Ground Penetrating Radar

The first peer-reviewed scientific journal dedicated to GPR

Open access, open science

ISSN 2533-3100

Ground Penetrating Radar 2018, Volume 1, Issue 2, GPR-1-2-6,


False alarm reduction by target tracking for Forward Looking Ground Penetrating Radar

Yukinori Fuse, Masoud Rostami, Borja Gonzalez-Valdes, and Carey M. Rappaport


Full text: PDF [7 MB, open access]


Abstract: An algorithm based on tracking stationary buried objects with advancing platform views is shown to reduce false alarms for Forward-Looking Ground Penetrating Radar (FLGPR). First, the Synthetic Aperture Radar (SAR) processed image is cleaned using a model-based clutter suppression method by applying masks to suppress the clutter signals. The mask is generated by L-band VV (vertical transmitting, vertical receiving), and VH (vertical transmitting, horizontal receiving) polarizations and X-band VV polarization SAR image results. Second, target tracking is applied to the clutter suppressed SAR image. These images are compared based on the system positions and the possible clutter signals are eliminated. The total detection performance is evaluated by a Receiver Operating Characteristic (ROC) curve with measurement data. The proposed method achieves significant reduction of the false alarm rate and improves the detection performance of the FLGPR system.


Keywords: Imaging system; Synthetic Aperture Radar (SAR); Forward-Looking Ground Penetrating Radar (FLGPR).



Buried explosive threats such as mines have been a problem for decades. Especially Improvised Explosive Devices (IEDs) are a significant problem and they are explosive devices assembled with conventional military weapon such as mines and projectiles and the detonating mechanism. Some types of sensors such as Ground Penetrating Radar (GPR), infrared sensor [1], acoustic sensor [2], and metal detector [3] have been studied and developed for a long time. Forward-Looking GPR (FLGPR) [4, 5] is also one of the approaches to detect these treats and with the advantages of a safe stand-off distance between the sensor vehicle platform and the buried threat, and wide area coverage. FLGPR must distinguish between target of interest and clutter, due to scattering from the rough ground surface, rocks, objects above the surface like trees, bushes, and more. Model-based clutter suppression method for FLGPR has been proposed to solve this problem.

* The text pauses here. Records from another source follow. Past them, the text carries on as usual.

PR #1850, opened 2021-01-29
Add linear-handles feature to oak_io

wildarch:
# Checklist

      construction.

The feature enables what I hope will eventually be the default behaviour for handles. Roughly speaking, this does 3 things:
- Make handles non-`Copy`
- Add a `Clone` impl that calls `oak_abi::handle_clone`
- Add a `Drop` impl that calls `oak_abi::channel_close`

This builds on #1782.
Related issue: #1686. It is step (3) in https://github.com/project-oak/oak/issues/1686#issuecomment-765351586.

### DIFF
--- a/examples/abitest/module_0/rust/src/lib.rs
+++ b/examples/abitest/module_0/rust/src/lib.rs
@@ -888,7 +888,7 @@ impl FrontendNode {
         oak::channel_write(init_wh, &[], &[result_wh.handle])
             .expect("Failed to write result handle");
 
-        // the linear_handles module should return a single result message (without handles), its
+        // The linear_handles module should return a single result message (without handles), its
         // body a string containing the test result.
         let mut buf = Vec::new();
         let mut handles = Vec::new();
--- a/examples/abitest/module_0/rust/src/lib.rs
+++ b/examples/abitest/module_0/rust/src/lib.rs
@@ -50,6 +50,7 @@ const FRONTEND_MODULE_NAME: &str = "frontend_module";
 const BACKEND_MODULE_NAME: &str = "backend_module";
 const BACKEND_ENTRYPOINT_NAME: &str = "backend_oak_main";
 const STORAGE_NAME_PREFIX: &str = "abitest";
+const LINEAR_HANDLES_MODULE_NAME: &str = "linear_handles_module";
 
 // Distinct listening addresses to avoid port-in-use errors
 const HTTP_ADDR: &str = "[::]:8383";
@@ -233,6 +234,10 @@ impl OakAbiTestService for FrontendNode {
         tests.insert(
             "HandleCloneRaw",
             (Self::test_handle_clone_raw, Count::Unchanged),
+        );
+        tests.insert(
+            "LinearHandles",
+            (Self::test_linear_handles, Count::Unchanged),
         );
         tests.insert(
             "ChannelReadRaw",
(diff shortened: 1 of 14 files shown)


rbehjati (approved):
LGTM. But can we have tests for it at this stage?

oak_io/src/handle.rs
```diff
@@ -59,6 +61,67 @@ impl From<Handle> for WriteHandle {
...
 
+/// Provides implementations of `Clone` and `Drop` for handle types, based on the `handle_clone` and
+/// `channel_close` ABI syscalls, respectively.
+#[cfg(feature = "linear-handles")]
+mod linear_handles {
+    use super::*;
+    use crate::OakStatus;
+    use log::trace;
+
+    /// Creates a new distinct handle using `oak_abi::clone_handle`
```
tiziano88, line 72: Could you make these actual links?

oak_io/src/handle.rs
```diff
@@ -59,6 +61,67 @@ impl From<Handle> for WriteHandle {
...
+            drop_handle(self.handle);
+        }
+    }
+
+    fn clone_handle(handle: Handle) -> Handle {
+        let mut cloned_handle = 0;
+        let result = OakStatus::from_i32(unsafe {
+            oak_abi::handle_clone(handle, &mut cloned_handle as *mut Handle) as i32
+        })
+        .expect("handle_clone returned invalid oak status");
```
tiziano88, line 109: Could you print the status too? (or does it get printed anyways?)

oak_io/src/handle.rs
```diff
@@ -59,6 +61,67 @@ impl From<Handle> for WriteHandle {
...
+        if result != OakStatus::Ok {
+            panic!("Failed to clone handle: {:?}", result);
+        }
+        cloned_handle
+    }
+
+    fn drop_handle(handle: Handle) {
+        // The channel may have already been closed, or it may be invalid due to extracting it for
```
tiziano88, line 117: I think we should check for invalid handle here (and also in clone) and deal with that case explicitly, whether it is about ignoring it, or producing a more precise error message.

tiziano88 (approved):

oak_io/src/handle.rs
wildarch: It gets printed already: https://doc.rust-lang.org/std/result/enum.Result.html#method.expect

> Panics if the value is an Err, with a panic message including the passed message, **and the content of the Err**.

oak_io/src/handle.rs
wildarch: Sure, maybe we can ignore `INVALID_HANDLE` in `drop`, and `panic!` with a more helpful message in `clone`?

wildarch:
> LGTM. But can we have tests for it at this stage?

I think unit tests would not add much value here, but I will try and set up some tests in `abitest`

oak_io/src/handle.rs
tiziano88: Sure, but I don't know if the Err contains the status that failed to be converted :)

wildarch:
I had to jump through a few hoops to set up ABI tests, mainly because we cannot enable the `linear-handles` feature in the existing modules of the abitest. I have added a new module that gets started and called by `module_0` to get around that. It adds quite a bit of code, but it seems like it is worth it: I actually discovered a bug in the previous code. 
The `channel_close` in the `Drop` impl was inside a `trace!` macro call, which meant that it was only called if a logger was set up (that would have been very hard to debug in an application, whoops!).

examples/abitest/module_0/rust/src/lib.rs
```diff
@@ -858,6 +863,45 @@ impl FrontendNode {
...
+
+        let (result_wh, result_rh) =
+            oak::channel_create("linear_handle_result", &Label::public_untrusted()).unwrap();
+
+        // The linear_handles module expects to read a single init message with exactly one handle:
+        // a write handle to return the result message in.
+        oak::channel_write(init_wh, &[], &[result_wh.handle])
+            .expect("Failed to write result handle");
+
+        // the linear_handles module should return a single result message (without handles), its
```
rbehjati, line 887: nit:
```suggestion
        // The linear_handles module should return a single result message (without handles), its
```

examples/abitest/module_linear_handles/rust/src/lib.rs
```diff
@@ -0,0 +1,198 @@
...
+
+    // Channel is now orphaned
+    assert_eq!(channel_read(&r), Err(OakStatus::ErrChannelClosed));
+}
+
+#[no_mangle]
+pub extern "C" fn linear_handles_oak_main(init_handle: u64) {
+    let _ = std::panic::catch_unwind(|| {
+        // Set up a panic handler that reports errors to the parent node
+        std::panic::set_hook(Box::new(move |panic_info| {
```
rbehjati, line 79: Just checking: Are you defining this hook instead of using [`set_panic_hook` in the SDK](https://github.com/project-oak/oak/blob/a5dcfe403e2a0b4d6273c70d6973b57955f14dff/sdk/rust/oak/src/lib.rs#L476) because the `SDK` does not support linear-handles, and so cannot be used in this test?

examples/abitest/module_linear_handles/rust/src/lib.rs
```diff
@@ -0,0 +1,198 @@
...
+}
+
+fn test_drop_closes_handle() {
+    let (w, r) = channel_create().expect("Failed to create channel");
+    assert_eq!(channel_read(&r), Err(OakStatus::ErrChannelEmpty));
+
+    // Explicitly drop the handle
+    core::mem::drop(w);
+
+    // Channel is now orphaned
```
rbehjati, line 71: Would the channel be closed if there is a clone of the write handle?

rbehjati (approved):
Nice. Thanks!

oak_io/src/handle.rs
wildarch: Oops, `from_i32` returns an `Option`, not a `Result`. Thanks for pointing this out, will fix! 😄

examples/abitest/module_linear_handles/rust/src/lib.rs
wildarch: Yes, that's exactly right 😄

examples/abitest/module_linear_handles/rust/src/lib.rs
wildarch: That specific channel would not be closed at that point if there were a clone of the write handle. That cloned handle could still be used to write data into the channel. The channel is closed only once all writers are dropped (and the channel is empty).

wildarch:
Another wrinkle: when running checks like clippy, cargo compiles the whole examples workspace in one go, and with apparently a single feature configuration for dependency in the tree. This caused the `linear-handles` feature to be enabled for other examples, failing to compile the SDK used there.
I've now added an additional `no-linear-handles` feature which suppresses the `linear-handles` feature, i.e. if both are enabled, linear handles are not available.
This is only an issue when running the workspace level checks, when compiling individual crates there is no problem.

The `no-linear-handles` feature is a bit hacky, but it's the best solution I could come up with. This should all be much nicer once we land linear handles support in the SDK.

PR #384, opened 2023-01-11
Productionize

RealOrangeOne:
This is an extension to #369, but without the public demo related features.

- Update the hosting config to one more "production-grade"
- Add a management command to reset the demo
- Prevent search engines indexing the site
- Add basic auth, with a custom template on failure


Dockerfile
```diff
@@ -1,72 +1,68 @@
-FROM python:3.9-slim
+# We use Debian images because they are considered more stable than the alpine
+# ones becase they use a different C compiler. Debian images also come with
+# all useful packages required for image manipulation out of the box. They
+# however weigh a lot, approx. up to 1.5GiB per built image.
+FROM python:3.9 as production
```
zerolab, line 5: my main gripe with this is that the image is quite a bit bigger now...

RealOrangeOne: Yeah it gets a **lot** bigger. There are some ways we can reduce the size of the image I've been meaning to try. Perhaps this is the time to try them... :thinking:

app.json
```diff
@@ -1,15 +0,0 @@
...
-  "env": {
-    "DJANGO_DEBUG": "off",
-    "DJANGO_SETTINGS_MODULE": "bakerydemo.settings.production",
-    "DJANGO_SECURE_SSL_REDIRECT": "on"
-  },
-  "scripts": {
-    "postdeploy": "django-admin migrate && django-admin load_initial_data && echo 'from wagtail.images.models import Rendition; Rendition.objects.all().delete()' | django-admin shell"
-  },
-  "addons": ["heroku-postgresql:hobby-dev"]
-}
```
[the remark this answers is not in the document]
RealOrangeOne: The reason to deploy to Heroku would be more for actually deploying it somewhere rather than just a "let me try this real quick". Especially given Heroku has removed its free tier, I think suggesting Heroku as a way to try Wagtail out isn't one that's going to get used too often. Gitpod works much better in those cases. There's little reason to deploy bakerydemo to Heroku.

Dockerfile
RealOrangeOne: I've made some changes internally to our image configuration. If they get reviewed and approved, we can update things here too. 45% improvement is definitely worthwhile.

tomusher:
This looks promising to me, however I do have a few concerns about the general direction this takes bakerydemo as a project.

While bakerydemo isn't necessarily a template, it is supposed to be a good starter example of a Wagtail site that is understandable and usable by beginners who are likely to be copying and pasting large parts of it in to their own projects, learning from the precedents set here.

Some of the changes here are positive in the interest of making it more consistent and deployable in the TBX world, but may be counterproductive in the pursuit of the 'starter' project goal. I've highlighted some specific examples in separate comments.

bakerydemo/static/robots.txt
```diff
@@ -0,0 +1,2 @@
+User-agent: *
```
tomusher, line 1: Leaving this in here feels like a potential footgun for a beginner learning from this project.

bakerydemo/templates/base.html
```diff
@@ -18,6 +18,9 @@
         <meta name="description" content="{% if page.search_description %}{{ page.search_description }}{% endif %}">
         <meta name="viewport" content="width=device-width, initial-scale=1">
 
+        {# Prevent the demo site from being indexed #}
+        <meta name="robots" content="noindex" />
```
tomusher, line 22: Same here, this template is likely to be copy and pasted around so I'm not sure this belongs here.

Dockerfile
tomusher: Do we gain anything by switching to the full-size image here? Appreciate we are willing to live with the tradeoffs in Torchbox projects, but as a recommended approach for beginners, is slim not preferrable?

Dockerfile
```diff
@@ -1,72 +1,68 @@
...
-        libpq5 \
-        mime-support \
-        postgresql-client \
-        procps \
-        zlib1g \
-    " \
-    && seq 1 8 | xargs -I{} mkdir -p /usr/share/man/man{} \
-    && apt-get update && apt-get install -y --no-install-recommends $RUN_DEPS \
-    && rm -rf /var/lib/apt/lists/*
+# Install dependencies in a virtualenv
```
tomusher, line 7: There are reasons we install dependencies in a virtualenv in our projects but this feels like another footgun for new users - is there any benefit from doing it here?

Dockerfile
```diff
@@ -1,72 +1,68 @@
...
+    DJANGO_SETTINGS_MODULE=bakerydemo.settings.production \
+    PORT=8000 \
+    WEB_CONCURRENCY=3 \
+    GUNICORN_CMD_ARGS="-c gunicorn-conf.py --max-requests 1200 --max-requests-jitter 50 --access-logfile - --timeout 25 --reload"
 
-# Base uWSGI configuration (you shouldn't need to change these):
-ENV UWSGI_VIRTUALENV=/venv UWSGI_HTTP=:8000 UWSGI_MASTER=1 UWSGI_HTTP_AUTO_CHUNKED=1 UWSGI_HTTP_KEEPALIVE=1 UWSGI_UID=1000 UWSGI_GID=2000 UWSGI_LAZY_APPS=1 UWSGI_WSGI_ENV_BEHAVIOR=holy
+# Make $BUILD_ENV available at runtime
+ARG BUILD_ENV
+ENV BUILD_ENV=${BUILD_ENV}
```
tomusher, line 41: Not sure if this is actually required except for our specific use case, so could probably remove it for simplicity. If you want to keep it, move the `ENV` instruction later in the file to prevent it causing layer cache issues.

app.json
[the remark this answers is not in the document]
tomusher: Not sure our messaging is clear on this then - we're shipping bakerydemo with a Dockerfile that mentions Heroku multiple times, and a `heroku.yml` file, but removing all the docs on how to use Heroku.

I think Heroku is still a valid and useful platform for those that want to quickly deploy bakerydemo for demoing to their team/for personal testing, and as everything else is tailored towards a Heroku deployment, why not keep it here?

bakerydemo/settings/base.py
```diff
@@ -20,12 +23,25 @@
 # See https://docs.djangoproject.com/en/3.2/howto/deployment/checklist/
 
 # SECURITY WARNING: keep the secret key used in production secret!
-SECRET_KEY = "c6u0-9c!7nilj_ysatsda0(f@e_2mws2f!6m0n^o*4#*q#kzp)"
+# DJANGO_SECRET_KEY *should* be specified in the environment. If it's not, generate an ephemeral key.
```
tomusher, line 26: Environment variable mentioned here should be `SECRET_KEY`

bakerydemo/settings/base.py
```diff
@@ -66,18 +82,22 @@
     "taggit",
     "wagtailfontawesome",
     "debug_toolbar",
+    "django_extensions",
+    "simple_robots",
```
tomusher, line 86: Leaving this here also seems like a potential footgun - another dependency to install that beginners might not understand the use of.

bakerydemo/settings/base.py
```diff
@@ -114,12 +134,108 @@
...
+# Front-end cache
+# This configuration is used to allow purging pages from cache when they are
+# published.
+# These settings are usually used only on the production sites.
+# This is a configuration of the CDN/front-end cache that is used to cache the
+# production websites.
+# https://docs.wagtail.org/en/latest/reference/contrib/frontendcache.html
+# The backend can be configured to use an account-wide API key, or an API token with
+# restricted access.
+if (
```
tomusher, line 207: Cloudflare frontend cache seems a bit too specific to our own deployment to include here?

bakerydemo/settings/base.py
```diff
@@ -167,12 +283,88 @@
...
+    # https://docs.wagtail.io/en/stable/advanced_topics/deploying.html#cloud-storage
+    # Not having this setting may have consequences in losing files.
+    AWS_S3_FILE_OVERWRITE = False
+
+    # Default ACL for new files should be "private" - not accessible to the
+    # public. Images should be made available to public via the bucket policy,
+    # where the documents should use wagtail-storages.
+    AWS_DEFAULT_ACL = "private"
+
+    # We generally use this setting in the production to put the S3 bucket
```
tomusher, line 339: Perhaps we should change some of this language to be more instructive rather than descriptive of how 'we' do things.

tomusher:
Having read over this a bit further, I wonder if the best approach here is to separate out a 'Torchbox' deployment config for this in a separate repo, keeping the base config in here as simple as possible?

PR #385, opened 2023-01-27
Update imports that reference wagtail.core

gasman:
wagtail.core has been deprecated since 3.0, outputs warnings as of 4.2, and is due for removal in 5.0.

(Note that wagtailfontawesome still references `wagtail.core.hooks`, and since that has been unmaintained for a while we'll probably need to either switch away from that to an SVG solution, or fork / take ownership of wagtailfontawesome, before we can proceed with fully dropping wagtail.core)


zerolab:
imho, it is time to drop wagtailfontawesome

zerolab (approved):

laymonage (approved):

PR #387, opened 2023-01-28
Updated the readme file to include the information about the automatic conversion of line endings in windows machines

Asher-MS:


gasman:
Thanks @Asher-MS!
Since this is tutorial material, and possibly the first impression that people will have of Wagtail, it's important for us to keep these instructions as focused as possible, keep explanations minimal, and avoid giving too much prominence to "here are some ways things could go wrong"... see https://diataxis.fr/tutorials/#writing-a-good-tutorial.

Rather than adding an extra step here, could we change the `git clone` line to:

    git clone https://github.com/wagtail/bakerydemo.git --config core.autocrlf=input

as suggested in that article, so that it works consistently across all platforms. Then, if we still feel that an explanation is needed, add a sentence after that code block saying something like:

    (The `core.autocrlf` option is needed on Windows to ensure that line breaks are [preserved in the format that Docker requires](https://willi.am/blog/2016/08/11/docker-for-windows-dealing-with-windows-line-endings/).)

thibaudcolas:
Updated with guidance from Matthew, merging :)

PR #389, opened 2023-01-31
Add image rendition update step to Docker setup instructions

### LINKED ISSUE #388: Fixture images not loaded with initial Docker setup
I followed the steps for the initial Docker setup outline in the README. 

I do get a working site, but all images are missing. 

Not sure if there is some config that I missed.

tbrlpld:
Before, when following the Docker setup instructions, the images would not be served.

Running the update renditions step fixes this.

Fixes #388

### DIFF
--- a/readme.md
+++ b/readme.md
@@ -98,6 +98,7 @@ Wait 10 seconds for the database setup to complete. Then run:
 
 ```bash
 docker compose run app /venv/bin/python manage.py load_initial_data
+docker compose run app /venv/bin/python manage.py wagtail_update_image_renditions
 ```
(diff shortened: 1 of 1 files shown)


gasman:
I think we ought to get to the bottom of why this is necessary, rather than just adding lines to the instructions as and when we encounter a problem. See #361, where numerous people were insistent that we needed to add a `migrate` / `load_initial_data` / `createsuperuser` step when actually they just needed to wait 10 seconds.

If this does turn out to be necessary, can this be made part of the setup script rather than another line for users to run?

gasman:
Closing as unable to replicate, as per #388.

PR #396, opened 2023-02-14
Manually change StreamField block identifiers for uniqueness

thibaudcolas:
Manually changes StreamField block identifiers to get around a bug in Wagtail where multiple blocks end up with the same identifier. I would recommend reviewing this with `git show HEAD --color-words` – the diffs in GitHub are much bigger than the actual change.

I have created https://github.com/wagtail/wagtail/issues/10073 to track the underlying bug in Wagtail, and in the meantime we can manually change the data here.


laymonage (approved):
Diff:

- `bakerydemo.json[238]["fields"]["body"]`, a `recipes.recipepage` of `pk` `81` aka "Hot Cross Bun".
  - See an `ingredients_list` block of `id` `21a44ce4-9aa6-459c-b654-d8d2217e8c8f`, there are two different instances with the same `id`.
  - The second instance's `id` has been replaced with `4ea44c12-9aa6-459c-b654-d8d2217e8c8f` in this PR.
- `bakerydemo.json[241]["fields"]["body"]`, a `recipes.recipepage` of `pk` `83` aka "Mincemeat Tart".
  - See a `steps_list` block of `id` `90b06737-b5c1-43be-9efd-d851b42df8bf`, there are two different instances with the same `id`.
  - The first instance's `id` has been replaced with `73b06709-b5c1-43be-9efd-d851b42df8bf` in this PR.

Can confirm these errors are now gone:

## Before

image
image

## After

image


---

The "Southern Cornbread" page does not have the issue, so 👍 

Thanks!

PR #397, opened 2023-02-14
Fix live preview for `BlogPage` and `RecipePage` authors

laymonage:
This was a regression in f381355cfe60cd56daef6eee49294dbcc63ebc72

I was curious why we had to do `[n.person for n in self.blog_person_relationship.all()]` before that commit, which would mean that we're querying the relationship table and then for each relationship record, we have to fetch the related `Person` object.

Thus, in that commit I changed it to query the person directly. However, in doing so it made the live preview not updating the Authors when you change the selections in the inline panel.

It turns out we needed to access the authors through `blog_person_relationship` so that we make use of django-modelcluster's features to allow reflecting the relationship changes without committing them to the database.

This reverts the logic to use the original logic, but I added a `select_related` to optimise the performance when accessing the method with real `blog_person_relationship` DB queries. Not sure if that's something django-modelcluster will keep under the hood, but at least it doesn't break...

### DIFF
--- a/bakerydemo/blog/models.py
+++ b/bakerydemo/blog/models.py
@@ -13,7 +13,6 @@ from wagtail.models import Orderable, Page
 from wagtail.search import index
 
 from bakerydemo.base.blocks import BaseStreamBlock
-from bakerydemo.base.models import Person
 
 
 class BlogPersonRelationship(Orderable, models.Model):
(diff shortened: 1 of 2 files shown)


thibaudcolas (approved):
Thank you @laymonage, all working as expected – both the previewing, and the specific logic for draft authors.

PR #400, opened 2023-02-20
Set python path

RealOrangeOne:
This is needed to allow the `django-admin` command to work


lb- (approved):

lb-:
Thanks, I think we also need this in the docker wagtail repo

PR #403, opened 2023-04-03
Updated docker-compose.yml

KingNonso:
Correctly map the volume  from your host to your container defined in [/code](https://github.com/wagtail/bakerydemo/blob/main/Dockerfile), which receives the latest code and uses it to update your application.

### DIFF
--- a/docker-compose.yml
+++ b/docker-compose.yml
@@ -27,7 +27,7 @@ services:
       context: .
       dockerfile: ./Dockerfile
     volumes:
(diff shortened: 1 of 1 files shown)


gasman:
@RealOrangeOne Please can you sanity-check this? Looks like #405 might be connected...

RealOrangeOne (approved):
Yep looks like this will indeed resolve #405 - nice catch!

PR #407, opened 2023-04-18
fixed setup with Docker

ACK1D:
App does not start in Docker, with these fixes everything returns to normal.

### DIFF
--- a/Dockerfile
+++ b/Dockerfile
@@ -61,4 +61,4 @@ VOLUME ["/code/bakerydemo/media/images/"]
 ENTRYPOINT ["/code/docker-entrypoint.sh"]
 
 # Start uWSGI
-CMD ["uwsgi", "/code/etc/uwsgi.ini"]
+CMD ["/venv/bin/uwsgi", "/code/etc/uwsgi.ini"]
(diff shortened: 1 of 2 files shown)


Dockerfile
```diff
@@ -61,4 +61,4 @@ VOLUME ["/code/bakerydemo/media/images/"]
 ENTRYPOINT ["/code/docker-entrypoint.sh"]
 
 # Start uWSGI
-CMD ["uwsgi", "/code/etc/uwsgi.ini"]
+CMD ["/venv/bin/uwsgi", "/code/etc/uwsgi.ini"]
```
RealOrangeOne, line 64: Issue: This change shouldn't be necessary, as `/venv/bin` is added to the `PATH` [here](https://github.com/wagtail/bakerydemo/blob/97624f71a96c12e12150cb497cc7b517ed5dd218/Dockerfile#L22)

RealOrangeOne (changes requested):

cnk:
Most of us do not appear to be having the issue @ACK1D was having and both parts of this PR have been reviewed and found to be things we do not want to include.

PR #413, opened 2023-05-15
Add features from Wagtail 5.0

laymonage:
- The `Person` and `FooterText` model are no longer registered with ModelAdmin. The menu items are registered through `SnippetViewSet` and `SnippetViewSetGroup`. The `BreadIngredient`, `BreadType`, and `Country` models are still registered with ModelAdmin for now to ease testing of ModelAdmin features while the contrib module still exists.
- A custom `AccessibilityItem` userbar item subclass is added to enable all non-experimental Axe rules.
- The `Person` model now extends `LockableMixin`, making it possible to lock/unlock `Person` instances in the CMS.
- The `Person` model now also extends `WorkflowMixin`. A migration has been added to also create the corresponding `WorkflowContentType` with an existing active `Workflow`. This allows you to submit a `Person` instance to the default "Moderators approval" workflow without any further configuration. A different workflow can be used by creating another workflow via Settings > Workflow and assigning it to the `Person` model (after unassigning it from the "Moderators approval" workflow).
- Not specifically from Wagtail 5.0, but the `FooterText` model has now been configured to be translatable to ease testing translation features with snippets. No actual setup has been made to use translated instances for the rendered user-facing pages.


gasman (approved):
LGTM!

Issue #415, opened 2023-06-15
Symbol before child pages in Breadcrumb path display


MikeMavrok:
---
Issue with Breadcrumb path display
---

## Description

**Issue:** The breadcrumb path in the bakerydemo site is showing an extra symbol (_) like underscore before some of the page names. For example, "Home > _Breads" instead of "Home > Breads".

This issue is observed in the Wagtail/bakerydemo repository.

## Steps to Reproduce

1. Visit the bakerydemo site.
2. Navigate to any page that has child pages.
3. Observe the breadcrumb navigation at the top of the page.

## Expected Behavior

The breadcrumb should display the correct path without any extra symbols.

## Actual Behavior

The breadcrumb path contains an extra symbol (_) before certain page names.

## Screenshots

![image](https://github.com/wagtail/bakerydemo/assets/93074951/b37462ac-0ac8-43d1-8f8d-d643c65f05ac)

## Environment

- Wagtail version: 5.0
- Docker version 23.0.5
- Browser: Chrome
- Operating System: Windows 10

## Additional Information

The error is probably located in [breadcrumbs.html](https://github.com/wagtail/bakerydemo/blob/046eb8ecf866b88b6e4f402a66e04eefea93f504/bakerydemo/templates/tags/breadcrumbs.html#L4)

laymonage:
The "symbol" is actually an underline from CSS. This bug is a result of the `text-decoration: underline;` for the `.breadcrumb` selector:

https://github.com/wagtail/bakerydemo/blob/046eb8ecf866b88b6e4f402a66e04eefea93f504/bakerydemo/static/css/main.css#L836-L845

The `.breadcrumb` selector covers the whole breadcrumb. We only want the underline to be applied on the links, and in fact we already do that here:

https://github.com/wagtail/bakerydemo/blob/046eb8ecf866b88b6e4f402a66e04eefea93f504/bakerydemo/static/css/main.css#L861-L865

So the correct fix should be to remove the `text-decoration` in `.breadcrumb`:

![image](https://github.com/wagtail/bakerydemo/assets/6379424/4d8ed8b6-f39a-4861-9e28-5cd58e8d6387)

lb-:
Fixed via https://github.com/wagtail/bakerydemo/pull/416

PR #416, opened 2023-06-15
Remove unnecessary underline from breadcrumb (Issue #415)

gzark1:
I removed a line in `bakerydemo/static/css/main.css` which was causing the page names in breadcrumb to have an unnecessary line, as suggested by @laymonage in #415 

**Before:**
image

**After:**
image


lb-:
Thanks @gzark1 - appreciate it.

PR #418, opened 2023-06-16
Fix iframe dimensions in rich text. Fix #417

### LINKED ISSUE #417: Problem with iframe dimensions in paragraph blocks in Streamfields.
**Description:**

The dimensions of iframes within the .block-paragraph_block containers are excessively small, leading to suboptimal visibility and user experience.

I discovered that the current CSS selector for .block-embed_block iframe is not adequately capturing iframes within paragraph blocks. Consequently, the iframe dimensions remain unchanged, resulting in the undesirably small display.

**Steps to Reproduce:**

Navigate to the following page: http://localhost:8000/blog/desserts-benefits/
Scroll down to the section where there is a YouTube video embedded within a paragraph.
Observe that the YouTube video appears to be smaller than expected within the paragraph container.

**Expected Behavior:**

The YouTube video embedded within the paragraph block should have appropriate dimensions and aspect ratio, ensuring optimal visibility and readability.

**Actual Behavior:**

The .block-embed_block iframe CSS rule, which sets the aspect ratio to 16:9 and adjusts the width and height to 100%, does not cover the case when an iframe is inside a paragraph block. As a result, the YouTube video within the paragraph block appears smaller than intended.

**Proposed Solution:**

I will open a pull request to implement the suggested CSS selector adjustment. The pull request will contain the necessary changes to accommodate iframes within paragraph blocks.

Additionally, I welcome any suggestions or alternative approaches from the reviewers to tackle this issue effectively.

**Screenshots** 

image

image

gzark1:
Fixes #147 

**Description:**

This pull request addresses the issue with iframe dimensions within the .block-paragraph_block containers. The existing CSS selector for .block-embed_block iframe does not cover iframes within paragraph blocks. To resolve this, the proposed solution includes an additional CSS rule to adjust iframe dimensions within paragraph blocks. 

**Changes Made:**

Added CSS selector to target iframes within .block-paragraph_block container:

image

Screenshot_2023-06-16_15-46-30

**Note to Reviewers:**

Your feedback and suggestions regarding the proposed solution are highly appreciated. Please review the changes and let me know if there are any further improvements or alternative approaches to consider.

### DIFF
--- a/bakerydemo/static/css/main.css
+++ b/bakerydemo/static/css/main.css
@@ -405,6 +405,13 @@ blockquote .attribute-name {
 }
 
 /* stylelint-disable-next-line selector-class-pattern */
+.block-paragraph_block iframe {
+  aspect-ratio: 16 / 9 ;
+  width: 100%;
+  height: 100%;
+}
+
+/* stylelint-disable-next-line selector-class-pattern */
 :is(.block-table_block, .block-typed_table_block) :is(table, tr, td, th) {
   border: 1px solid var(--dark);
   padding: 0.25em;
--- a/bakerydemo/static/css/main.css
+++ b/bakerydemo/static/css/main.css
@@ -406,7 +406,7 @@ blockquote .attribute-name {
 
 /* stylelint-disable-next-line selector-class-pattern */
 .block-paragraph_block iframe {
-  aspect-ratio: 16 / 9 ;
+  aspect-ratio: 16 / 9;
   width: 100%;
   height: 100%;
 }


lb-:
This won't work in IE 11 or Safari 13 & below. Probably not something we are aiming to support for this demo code though.

gzark1:
Would you suggest an alternative to this PR? Or keep it as is?

lb-:
I think it's good to go, just seeing if anyone else has thoughts before I merge. 

I'll check back in next week.

gzark1:
Okay, thank you for checking.

thibaudcolas (approved):
Looks excellent, thank you @gzark1!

In this work, a false alarm reduction method based on a target tracking with a model-based clutter suppression method is presented. The method is validated with a measurement data set provided by the United States (US) Army, Communications-Electronics Research, Development and Engineering Center (CERDEC), Night Vision and Electronic Sensors Directorate (NVESD). The FLGPR is a dual wideband radar system, which uses the lower frequency L-band (0.75~3.2 GHz) radar to sense subsurface objects, and the higher frequency X-band (8~12 GHz) radar to sense primarily the on-ground and above-ground scatterers. Model-based clutter suppression processing is able to clean the L-band Synthetic Aperture Radar (SAR) image using a mixture binary mask formed by L-band and X-band masks [6], with the binary mask covering just the clutter signals while excluding the buried target signals. The mask is applied to the L-band radar image and a new simulated response is generated. Primary clutter objects signals are subtracted from the original L-band signals, generating a clutter-suppressed SAR image with minimal reduction in buried target image intensity.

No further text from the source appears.